(Records from a collection)

====

PR #1945, opened 2019-04-17
Support dynamic 'pads' and 'value' in Pad operator

hariharans29:
* Make interface change in Pad operator as described in title
    ** Additionally support 2D pads input of shape [1, 2 * input_rank]. This is useful if using Flatten operator (which produces 2D output only) to flatten pads input while converting tensorflow models to onnx. 
* Make related node test case changes
* Make related shape inference test changes
* Make related changes in optimizer passes
* Make related optimizer test changes


hariharans29:
CC: @linkerzhang

onnx/defs/tensor/defs.cc
```diff
@@ -1657,4 +1567,119 @@ ONNX_OPERATOR_SET_SCHEMA(
...
+  ]
+)DOC";
+
+ONNX_OPERATOR_SET_SCHEMA(
+    Pad,
+    10,
+    OpSchema()
+        .Attr(
+            "mode",
+            "Three modes: constant(default), reflect, edge",
```
linkerzhang: Add more description or reference to clarify these modes?

onnx/defs/tensor/defs.cc
```diff
@@ -1657,4 +1567,119 @@ ONNX_OPERATOR_SET_SCHEMA(
...
+            "at the beginning and end of each axis. For 2D input tensor, it is the number of pixels. "
+            "`pads` should be a 1D tensor of shape [2 * input_rank] or a 2D tensor of shape [1, 2 * input_rank]. "
+            "`pads` format (1D example) should be as follow [x1_begin, x2_begin,...,x1_end, x2_end,...], "
+            "where xi_begin is the number of pixels added at the beginning of axis `i` and "
+            "xi_end, the number of pixels added at the end of axis `i`.",
+            "T1")
+        .Input(
+            2,
+            "value",
+            "(Optional) Rank 1 tensor containing 1 float indicating the value to be filled if the mode chosen is `constant` (by default it is 0.0f).",
```
linkerzhang: More clarification about this 1-D tensor please (though the previous one is also not clear enough :)). Its shape should be the same as "pads".

onnx/defs/tensor/defs.cc
```diff
@@ -1657,4 +1567,119 @@ ONNX_OPERATOR_SET_SCHEMA(
...
+            "T2",
```
linkerzhang: padding value's type should be the same as input "data".

onnx/defs/tensor/defs.cc
```diff
@@ -1657,4 +1567,119 @@ ONNX_OPERATOR_SET_SCHEMA(
...
+        .Input(
+            1,
+            "pads",
+            "Tensor of integers indicating the number of padding elements to add or remove (if negative) "
+            "at the beginning and end of each axis. For 2D input tensor, it is the number of pixels. "
+            "`pads` should be a 1D tensor of shape [2 * input_rank] or a 2D tensor of shape [1, 2 * input_rank]. "
+            "`pads` format (1D example) should be as follow [x1_begin, x2_begin,...,x1_end, x2_end,...], "
+            "where xi_begin is the number of pixels added at the beginning of axis `i` and "
+            "xi_end, the number of pixels added at the end of axis `i`.",
+            "T1")
```
linkerzhang: replace "T1" with "tensor(int64)", as T1 only has one option defined.

linkerzhang:
@houseroad  @spandantiwari this update breaks pytorch test again, I think. Please look into it accordingly. Thank you!

onnx/defs/tensor/defs.cc
hariharans29: @linkerzhang - Actually the shape need not be the same as 'pads' , this the equivalent of the previous 'value' attribute - it is just a single float value (a scalar essentially) - so it's shape should be either [] or [1] - I ll update it

onnx/defs/tensor/defs.cc
hariharans29: I will update this

onnx/defs/tensor/defs.cc
hariharans29: Fixed.

onnx/defs/tensor/defs.cc
hariharans29: Fixed.

onnx/defs/tensor/defs.cc
hariharans29: Updated.

onnx/defs/tensor/defs.cc
linkerzhang: I thought you would like to pad different values in each direction. if it's a [] or [1], then let's clarify it as a "Scalar".

hariharans29: It is explicitly mentioned as a "scalar" in the latest version

linkerzhang:
@houseroad @bddppq  please kindly review this op update. Thank you!

hariharans29:
> Please bump up to opset 11.

@houseroad - Done

linkerzhang:
@houseroad  any more comments please? Thank you!

hariharans29:
Please hold off merging this until #2005 is merged

hariharans29:
Pinging....

@houseroad

hariharans29:
> Can we make the optimizer works for both version of Pad operator?

Hi @houseroad - can we test the same in optimizer_test.py (by creating a Pad v10 node) ? Is it possible to create an older opset node ?

hariharans29:
Closing this in favor of #2031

====

What you will do:
Each record above is to be reproduced verbatim.

Response below:
PR #1945, opened 2019-04-17
Support dynamic 'pads' and 'value' in Pad operator

hariharans29:
* Make interface change in Pad operator as described in title
    ** Additionally support 2D pads input of shape [1, 2 * input_rank]. This is useful if using Flatten operator (which produces 2D output only) to flatten pads input while converting tensorflow models to onnx. 
* Make related node test case changes
* Make related shape inference test changes
* Make related changes in optimizer passes
* Make related optimizer test changes


hariharans29:
CC: @linkerzhang

onnx/defs/tensor/defs.cc
```diff
@@ -1657,4 +1567,119 @@ ONNX_OPERATOR_SET_SCHEMA(
...
+  ]
+)DOC";
+
+ONNX_OPERATOR_SET_SCHEMA(
+    Pad,
+    10,
+    OpSchema()
+        .Attr(
+            "mode",
+            "Three modes: constant(default), reflect, edge",
```
linkerzhang: Add more description or reference to clarify these modes?

onnx/defs/tensor/defs.cc
```diff
@@ -1657,4 +1567,119 @@ ONNX_OPERATOR_SET_SCHEMA(
...
+            "at the beginning and end of each axis. For 2D input tensor, it is the number of pixels. "
+            "`pads` should be a 1D tensor of shape [2 * input_rank] or a 2D tensor of shape [1, 2 * input_rank]. "
+            "`pads` format (1D example) should be as follow [x1_begin, x2_begin,...,x1_end, x2_end,...], "
+            "where xi_begin is the number of pixels added at the beginning of axis `i` and "
+            "xi_end, the number of pixels added at the end of axis `i`.",
+            "T1")
+        .Input(
+            2,
+            "value",
+            "(Optional) Rank 1 tensor containing 1 float indicating the value to be filled if the mode chosen is `constant` (by default it is 0.0f).",
```
linkerzhang: More clarification about this 1-D tensor please (though the previous one is also not clear enough :)). Its shape should be the same as "pads".

onnx/defs/tensor/defs.cc
```diff
@@ -1657,4 +1567,119 @@ ONNX_OPERATOR_SET_SCHEMA(
...
+            "T2",
```
linkerzhang: padding value's type should be the same as input "data".

onnx/defs/tensor/defs.cc
```diff
@@ -1657,4 +1567,119 @@ ONNX_OPERATOR_SET_SCHEMA(
...
+        .Input(
+            1,
+            "pads",
+            "Tensor of integers indicating the number of padding elements to add or remove (if negative) "
+            "at the beginning and end of each axis. For 2D input tensor, it is the number of pixels. "
+            "`pads` should be a 1D tensor of shape [2 * input_rank] or a 2D tensor of shape [1, 2 * input_rank]. "
+            "`pads` format (1D example) should be as follow [x1_begin, x2_begin,...,x1_end, x2_end,...], "
+            "where xi_begin is the number of pixels added at the beginning of axis `i` and "
+            "xi_end, the number of pixels added at the end of axis `i`.",
+            "T1")
```
linkerzhang: replace "T1" with "tensor(int64)", as T1 only has one option defined.

linkerzhang:
@houseroad  @spandantiwari this update breaks pytorch test again, I think. Please look into it accordingly. Thank you!

onnx/defs/tensor/defs.cc
hariharans29: @linkerzhang - Actually the shape need not be the same as 'pads' , this the equivalent of the previous 'value' attribute - it is just a single float value (a scalar essentially) - so it's shape should be either [] or [1] - I ll update it

onnx/defs/tensor/defs.cc
hariharans29: I will update this

onnx/defs/tensor/defs.cc
hariharans29: Fixed.

onnx/defs/tensor/defs.cc
hariharans29: Fixed.

onnx/defs/tensor/defs.cc
hariharans29: Updated.

onnx/defs/tensor/defs.cc
linkerzhang: I thought you would like to pad different values in each direction. if it's a [] or [1], then let's clarify it as a "Scalar".

hariharans29: It is explicitly mentioned as a "scalar" in the latest version

linkerzhang:
@houseroad @bddppq  please kindly review this op update. Thank you!

hariharans29:
> Please bump up to opset 11.

@houseroad - Done

linkerzhang:
@houseroad  any more comments please? Thank you!

hariharans29:
Please hold off merging this until #2005 is merged

hariharans29:
Pinging....

@houseroad

hariharans29:
> Can we make the optimizer works for both version of Pad operator?

Hi @houseroad - can we test the same in optimizer_test.py (by creating a Pad v10 node) ? Is it possible to create an older opset node ?

hariharans29:
Closing this in favor of #2031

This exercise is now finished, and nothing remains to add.